New Methods for Order n=4k+2 via Vertical Self-Complementarity and a Framework for Finding All Even-Order Magic Squares

Abstract

The discovery of analytical methods for constructing magic squares of order n=8t-2 is extremely rare. In this article, we present such a discovery. The magic squares generated have vertical symmetry and are numerous within the same order. The only drawback is that we were unable to discover a method for orders of the type n=8t+2. Most of the few existing methods for these orders require auxiliary magic squares, unlike ours, which is a straightforward method and can be better used in all branches of technology. Furthermore, these magic squares possess exceptional symmetry properties and, from the construction of one of them, many others (at least (n -2)!^n/2 ) of the same order are immediately obtained due to their vertical complementarities E = (e_{u, v} ) u, v ∈ I_n, e_{u, v} + e_u,n+1-v = n² + 1, for all u,v ∈ I_n ).
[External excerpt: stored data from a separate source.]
PR #5249, opened 2022-08-01
tsweb: add HandlerOptions.Quiet499s

dsnet:
Client termination of a request is a fairly common situation
where we may want to suppress logs for.
The Quiet499s suppresses such logs similar to Quiet200s.


bradfitz (approved):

We also present analytical and algebraic algorithms for constructing a large number of magic squares for all remaining even orders. The abundance of magic squares constructed by the algorithms led us to establish a project for the construction of all magic squares of all even orders. We have established a mathematical theory of the joint magicization of the diagonals of semimagic squares of even orders.